Task goal.
Copy out the lines of the material that include the string "opened".

Exercise material.
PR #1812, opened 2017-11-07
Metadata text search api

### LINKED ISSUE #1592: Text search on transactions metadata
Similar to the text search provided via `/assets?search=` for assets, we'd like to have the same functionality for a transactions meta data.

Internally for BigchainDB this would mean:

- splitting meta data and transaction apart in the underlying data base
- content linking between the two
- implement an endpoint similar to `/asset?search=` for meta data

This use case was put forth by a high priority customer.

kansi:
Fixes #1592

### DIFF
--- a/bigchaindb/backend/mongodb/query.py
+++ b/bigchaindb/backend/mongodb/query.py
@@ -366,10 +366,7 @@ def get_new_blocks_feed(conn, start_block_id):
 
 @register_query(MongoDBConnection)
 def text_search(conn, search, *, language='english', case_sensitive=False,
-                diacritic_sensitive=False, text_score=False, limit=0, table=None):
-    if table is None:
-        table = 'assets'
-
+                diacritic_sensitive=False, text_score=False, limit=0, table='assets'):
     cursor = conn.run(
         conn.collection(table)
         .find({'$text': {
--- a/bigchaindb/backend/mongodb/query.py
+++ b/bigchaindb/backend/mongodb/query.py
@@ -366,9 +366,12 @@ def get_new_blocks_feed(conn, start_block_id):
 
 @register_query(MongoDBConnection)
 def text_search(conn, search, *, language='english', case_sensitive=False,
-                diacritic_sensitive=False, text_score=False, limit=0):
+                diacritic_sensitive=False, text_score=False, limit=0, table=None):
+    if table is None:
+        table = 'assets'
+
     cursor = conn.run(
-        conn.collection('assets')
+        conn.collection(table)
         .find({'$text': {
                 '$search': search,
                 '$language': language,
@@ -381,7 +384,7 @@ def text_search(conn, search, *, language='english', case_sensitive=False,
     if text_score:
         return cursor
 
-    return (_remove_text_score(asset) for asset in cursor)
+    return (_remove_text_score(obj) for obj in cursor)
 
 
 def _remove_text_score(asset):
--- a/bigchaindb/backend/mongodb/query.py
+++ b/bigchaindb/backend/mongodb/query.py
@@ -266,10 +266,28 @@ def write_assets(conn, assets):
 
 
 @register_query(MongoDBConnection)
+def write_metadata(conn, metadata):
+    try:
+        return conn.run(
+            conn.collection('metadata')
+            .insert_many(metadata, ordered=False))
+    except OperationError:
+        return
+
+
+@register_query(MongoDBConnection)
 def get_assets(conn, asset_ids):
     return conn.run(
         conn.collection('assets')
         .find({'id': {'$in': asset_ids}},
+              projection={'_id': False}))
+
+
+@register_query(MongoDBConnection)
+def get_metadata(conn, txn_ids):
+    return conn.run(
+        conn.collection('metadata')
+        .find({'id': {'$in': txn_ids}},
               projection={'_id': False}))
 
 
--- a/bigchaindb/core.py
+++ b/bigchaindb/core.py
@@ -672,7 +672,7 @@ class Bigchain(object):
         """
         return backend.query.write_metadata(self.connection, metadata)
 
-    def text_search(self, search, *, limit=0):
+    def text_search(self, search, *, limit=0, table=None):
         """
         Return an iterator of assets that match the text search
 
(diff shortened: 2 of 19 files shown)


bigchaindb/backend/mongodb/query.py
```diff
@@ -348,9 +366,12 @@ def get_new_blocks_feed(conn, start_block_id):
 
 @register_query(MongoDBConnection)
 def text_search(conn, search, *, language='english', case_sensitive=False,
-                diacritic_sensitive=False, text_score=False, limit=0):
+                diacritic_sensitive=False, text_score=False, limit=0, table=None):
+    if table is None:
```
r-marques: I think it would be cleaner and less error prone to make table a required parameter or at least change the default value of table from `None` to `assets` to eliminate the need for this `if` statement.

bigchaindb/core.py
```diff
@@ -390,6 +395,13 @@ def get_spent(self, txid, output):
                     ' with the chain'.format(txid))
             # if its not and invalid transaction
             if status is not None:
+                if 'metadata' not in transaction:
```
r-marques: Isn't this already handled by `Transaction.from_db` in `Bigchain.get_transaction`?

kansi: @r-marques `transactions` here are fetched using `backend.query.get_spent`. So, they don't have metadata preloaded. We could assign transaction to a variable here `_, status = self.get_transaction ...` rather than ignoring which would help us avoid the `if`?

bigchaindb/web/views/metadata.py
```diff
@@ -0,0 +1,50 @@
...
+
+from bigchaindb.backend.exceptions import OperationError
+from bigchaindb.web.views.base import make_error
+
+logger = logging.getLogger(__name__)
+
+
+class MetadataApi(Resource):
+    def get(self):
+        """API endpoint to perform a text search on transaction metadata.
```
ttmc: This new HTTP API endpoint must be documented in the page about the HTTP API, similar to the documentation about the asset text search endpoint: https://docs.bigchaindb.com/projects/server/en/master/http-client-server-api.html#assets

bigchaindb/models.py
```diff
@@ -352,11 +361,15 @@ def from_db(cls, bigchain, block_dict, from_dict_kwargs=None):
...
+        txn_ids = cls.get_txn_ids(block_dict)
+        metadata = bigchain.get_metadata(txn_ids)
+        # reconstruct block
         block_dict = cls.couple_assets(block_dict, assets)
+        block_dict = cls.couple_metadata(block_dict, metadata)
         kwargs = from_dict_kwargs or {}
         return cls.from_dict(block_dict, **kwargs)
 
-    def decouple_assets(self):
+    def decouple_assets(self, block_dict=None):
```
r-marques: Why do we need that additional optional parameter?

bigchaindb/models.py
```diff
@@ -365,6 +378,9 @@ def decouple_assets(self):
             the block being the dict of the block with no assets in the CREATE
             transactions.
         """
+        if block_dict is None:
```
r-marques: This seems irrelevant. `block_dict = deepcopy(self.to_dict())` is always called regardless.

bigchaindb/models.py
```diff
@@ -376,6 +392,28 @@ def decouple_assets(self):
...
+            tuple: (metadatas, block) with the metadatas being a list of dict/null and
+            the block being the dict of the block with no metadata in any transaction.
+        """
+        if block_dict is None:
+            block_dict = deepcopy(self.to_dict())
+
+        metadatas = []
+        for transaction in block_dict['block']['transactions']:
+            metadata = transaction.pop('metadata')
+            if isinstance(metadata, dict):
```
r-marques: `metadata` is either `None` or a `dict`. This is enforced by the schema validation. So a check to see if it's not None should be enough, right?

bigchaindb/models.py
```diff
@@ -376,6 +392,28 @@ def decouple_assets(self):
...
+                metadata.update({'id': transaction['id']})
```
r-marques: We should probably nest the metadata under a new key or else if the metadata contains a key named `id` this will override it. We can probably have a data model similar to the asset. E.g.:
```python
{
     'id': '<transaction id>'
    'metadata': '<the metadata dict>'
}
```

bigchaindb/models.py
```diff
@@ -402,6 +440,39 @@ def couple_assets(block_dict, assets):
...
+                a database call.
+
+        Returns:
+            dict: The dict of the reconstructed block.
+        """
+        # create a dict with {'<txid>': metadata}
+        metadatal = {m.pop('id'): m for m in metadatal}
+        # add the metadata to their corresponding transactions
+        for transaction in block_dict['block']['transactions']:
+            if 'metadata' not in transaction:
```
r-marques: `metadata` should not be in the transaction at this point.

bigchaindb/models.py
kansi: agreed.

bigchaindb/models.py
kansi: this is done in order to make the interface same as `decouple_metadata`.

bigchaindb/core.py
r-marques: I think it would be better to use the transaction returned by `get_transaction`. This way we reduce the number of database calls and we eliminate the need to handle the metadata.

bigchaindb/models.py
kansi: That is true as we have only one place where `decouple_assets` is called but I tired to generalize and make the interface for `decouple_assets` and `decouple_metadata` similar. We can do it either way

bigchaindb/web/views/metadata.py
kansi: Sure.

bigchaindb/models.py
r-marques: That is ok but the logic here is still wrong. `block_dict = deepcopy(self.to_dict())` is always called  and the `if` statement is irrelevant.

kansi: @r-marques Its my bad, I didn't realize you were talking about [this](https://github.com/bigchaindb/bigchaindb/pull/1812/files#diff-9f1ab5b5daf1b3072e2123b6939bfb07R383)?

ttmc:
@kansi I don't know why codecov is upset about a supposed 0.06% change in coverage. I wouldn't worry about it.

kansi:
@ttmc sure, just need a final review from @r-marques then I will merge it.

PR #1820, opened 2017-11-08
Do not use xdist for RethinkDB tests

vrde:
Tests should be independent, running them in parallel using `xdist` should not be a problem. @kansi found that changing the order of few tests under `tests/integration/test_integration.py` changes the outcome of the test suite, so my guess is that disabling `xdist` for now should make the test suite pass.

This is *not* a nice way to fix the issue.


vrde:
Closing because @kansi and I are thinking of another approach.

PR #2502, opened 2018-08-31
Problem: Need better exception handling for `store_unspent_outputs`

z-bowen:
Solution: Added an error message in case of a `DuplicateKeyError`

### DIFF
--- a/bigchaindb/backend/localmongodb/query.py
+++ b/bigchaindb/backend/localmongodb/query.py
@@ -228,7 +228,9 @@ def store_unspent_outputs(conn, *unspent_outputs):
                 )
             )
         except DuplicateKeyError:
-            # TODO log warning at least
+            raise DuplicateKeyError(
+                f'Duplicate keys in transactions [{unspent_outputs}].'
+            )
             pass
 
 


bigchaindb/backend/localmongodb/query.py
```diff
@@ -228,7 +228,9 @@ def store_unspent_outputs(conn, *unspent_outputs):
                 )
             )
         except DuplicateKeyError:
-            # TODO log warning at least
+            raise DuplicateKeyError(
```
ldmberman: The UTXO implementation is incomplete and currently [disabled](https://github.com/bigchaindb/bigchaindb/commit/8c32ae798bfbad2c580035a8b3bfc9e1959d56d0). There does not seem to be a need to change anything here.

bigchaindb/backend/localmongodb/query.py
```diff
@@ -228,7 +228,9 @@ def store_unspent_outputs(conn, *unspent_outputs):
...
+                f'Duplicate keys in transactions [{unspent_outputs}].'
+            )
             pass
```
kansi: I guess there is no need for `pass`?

Solution.
PR #1812, opened 2017-11-07
PR #1820, opened 2017-11-08
PR #2502, opened 2018-08-31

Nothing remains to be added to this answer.